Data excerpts
Start of Block

PR #2107, opened 2019-09-21
build-data: fix up a bug in botan.pc.in

liuqun:
This bug was found when I ran pkg-config to see the botan lib path:
`pkg-config --libs botan-2`
```
-L/usr///usr/lib/x86_64-linux-gnu -lbotan-2 -fstack-protector -m64 -pthread
```


liuqun:
Updated in Issue-2108 and PR-2109 ...

PR #2109, opened 2019-09-21
build-data: fix up a bug in botan.pc.in

### LINKED ISSUE #2108: configure.py libdir bug was found on libbotan-2-dev from software center of Ubuntu 19.04
Most other projects with an autoconf-based configure script support an option of "--libdir=/path/to/x86_64-linux-gnu", for example:
```
./configure --prefix="/usr" --libdir=/usr/lib/x86_64-linux-gnu
```

However, the python script `configure.py` in botan does support this full-path option style.

Ubuntu 19.04 and Debian's maintainer build botan-2.9.0 in their software build systems. And their build script for botan-2.9.0 uses full-path options --libdir.

On my Ubuntu 19.04, install the pre-built libbotan-2-9 from the deb package, then trying to run `pkg-config` to get the lib path:
 * `sudo apt-get install -y libbotan-2-9 libbotan-2-dev`
 * `pkg-config --libs botan-2`

You will got a wrong -L option:

    -L/usr///usr/lib/x86_64-linux-gnu -lbotan-2 -fstack-protector -m64 -pthread

Since Ubuntu 19.04 always search lib\*.so from "/usr/lib/x86_64-linux-gnu", the buggy -L option could be always ignored by the C++ compilers.

---

A patch for the support on full-path styled "--libdir=/usr/lib/x86_64-linux-gnu" is at PR-2109 now

liuqun:
`configure.py` should support full path options such as  `--libdir=/full/path/to/lib/x86_64-linux-gnu`

Fixes #2108


liuqun:
travis-ci is passing now...

randombit:
Thanks. I didn't know `--libdir` was supposed to be abolute path instead of relative to prefix. That behavior doesn't really make any sense to me. But we do want configure.py to behave as close as possible to autoconf, especially in cases where an option name is shared.

However we still want to continue accepting relative libdir/bindir so as to not break any build scripts which are using configure.py's interpretation of libdir as being relative to the prefix. I've pushed a change to your branch that allows both versions to work; if a non-absolute path is provided to --libdir/--bindir, it continues to act relative to prefix. WDYT?

randombit:
@liuqun ping - do my modifications seem ok to you?

PR #2457, opened 2020-11-06
Update of DragonFlyBSD platform.

devnexen:
explicit_bzero supports since 5.5 branch.
getrandom since 5.7's

actually it is 5.8.x.


randombit:
Thanks

PR #2464, opened 2020-11-07
Hash the entire client hello (except the cookie) for hello verify

randombit:
This makes it simpler to statelessly verify a DTLS cookie without
having to fully parse the initial client hello. (GH #2320)

### DIFF
--- a/src/lib/tls/msg_client_hello.cpp
+++ b/src/lib/tls/msg_client_hello.cpp
@@ -243,21 +243,10 @@ std::vector<uint8_t> Client_Hello::serialize() const
 
 std::vector<uint8_t> Client_Hello::cookie_input_data() const
    {
-   std::vector<uint8_t> buf;
+   if(m_cookie_input_bits.empty())
+      throw Invalid_State("Client_Hello::cookie_input_data called but was not computed");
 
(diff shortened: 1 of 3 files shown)


src/lib/tls/msg_client_hello.cpp
```diff
@@ -292,14 +281,26 @@ Client_Hello::Client_Hello(const std::vector<uint8_t>& buf)
    const uint8_t minor_version = reader.get_byte();
 
    m_version = Protocol_Version(major_version, minor_version);
-
    m_random = reader.get_fixed<uint8_t>(32);
-
    m_session_id = reader.get_range<uint8_t>(1, 0, 32);
 
+   std::unique_ptr<HashFunction> sha256;
+   if(m_version.is_datagram_protocol())
```
MartinOsterta, line 288: why not merge this if with the if in line 294 and the if in line 297?

MartinOsterta (changes requested):

src/lib/tls/msg_client_hello.cpp
randombit: Thanks that approach is much clearer I do not remember why I wrote it the way I did.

End of Block

**What you will do:**
Restate all of the data above. Match it word for word.

**Response to the task:**
PR #2107, opened 2019-09-21
build-data: fix up a bug in botan.pc.in

liuqun:
This bug was found when I ran pkg-config to see the botan lib path:
`pkg-config --libs botan-2`
```
-L/usr///usr/lib/x86_64-linux-gnu -lbotan-2 -fstack-protector -m64 -pthread
```


liuqun:
Updated in Issue-2108 and PR-2109 ...

PR #2109, opened 2019-09-21
build-data: fix up a bug in botan.pc.in

### LINKED ISSUE #2108: configure.py libdir bug was found on libbotan-2-dev from software center of Ubuntu 19.04
Most other projects with an autoconf-based configure script support an option of "--libdir=/path/to/x86_64-linux-gnu", for example:
```
./configure --prefix="/usr" --libdir=/usr/lib/x86_64-linux-gnu
```

However, the python script `configure.py` in botan does support this full-path option style.

Ubuntu 19.04 and Debian's maintainer build botan-2.9.0 in their software build systems. And their build script for botan-2.9.0 uses full-path options --libdir.

On my Ubuntu 19.04, install the pre-built libbotan-2-9 from the deb package, then trying to run `pkg-config` to get the lib path:
 * `sudo apt-get install -y libbotan-2-9 libbotan-2-dev`
 * `pkg-config --libs botan-2`

You will got a wrong -L option:

    -L/usr///usr/lib/x86_64-linux-gnu -lbotan-2 -fstack-protector -m64 -pthread

Since Ubuntu 19.04 always search lib\*.so from "/usr/lib/x86_64-linux-gnu", the buggy -L option could be always ignored by the C++ compilers.

---

A patch for the support on full-path styled "--libdir=/usr/lib/x86_64-linux-gnu" is at PR-2109 now

liuqun:
`configure.py` should support full path options such as  `--libdir=/full/path/to/lib/x86_64-linux-gnu`

Fixes #2108


liuqun:
travis-ci is passing now...

randombit:
Thanks. I didn't know `--libdir` was supposed to be abolute path instead of relative to prefix. That behavior doesn't really make any sense to me. But we do want configure.py to behave as close as possible to autoconf, especially in cases where an option name is shared.

However we still want to continue accepting relative libdir/bindir so as to not break any build scripts which are using configure.py's interpretation of libdir as being relative to the prefix. I've pushed a change to your branch that allows both versions to work; if a non-absolute path is provided to --libdir/--bindir, it continues to act relative to prefix. WDYT?

randombit:
@liuqun ping - do my modifications seem ok to you?

PR #2457, opened 2020-11-06
Update of DragonFlyBSD platform.

devnexen:
explicit_bzero supports since 5.5 branch.
getrandom since 5.7's

actually it is 5.8.x.


randombit:
Thanks

PR #2464, opened 2020-11-07
Hash the entire client hello (except the cookie) for hello verify

randombit:
This makes it simpler to statelessly verify a DTLS cookie without
having to fully parse the initial client hello. (GH #2320)

### DIFF
--- a/src/lib/tls/msg_client_hello.cpp
+++ b/src/lib/tls/msg_client_hello.cpp
@@ -243,21 +243,10 @@ std::vector<uint8_t> Client_Hello::serialize() const
 
 std::vector<uint8_t> Client_Hello::cookie_input_data() const
    {
-   std::vector<uint8_t> buf;
+   if(m_cookie_input_bits.empty())
+      throw Invalid_State("Client_Hello::cookie_input_data called but was not computed");
 
(diff shortened: 1 of 3 files shown)


src/lib/tls/msg_client_hello.cpp
```diff
@@ -292,14 +281,26 @@ Client_Hello::Client_Hello(const std::vector<uint8_t>& buf)
    const uint8_t minor_version = reader.get_byte();
 
    m_version = Protocol_Version(major_version, minor_version);
-
    m_random = reader.get_fixed<uint8_t>(32);
-
    m_session_id = reader.get_range<uint8_t>(1, 0, 32);
 
+   std::unique_ptr<HashFunction> sha256;
+   if(m_version.is_datagram_protocol())
```
MartinOsterta, line 288: why not merge this if with the if in line 294 and the if in line 297?

MartinOsterta (changes requested):

src/lib/tls/msg_client_hello.cpp
randombit: Thanks that approach is much clearer I do not remember why I wrote it the way I did.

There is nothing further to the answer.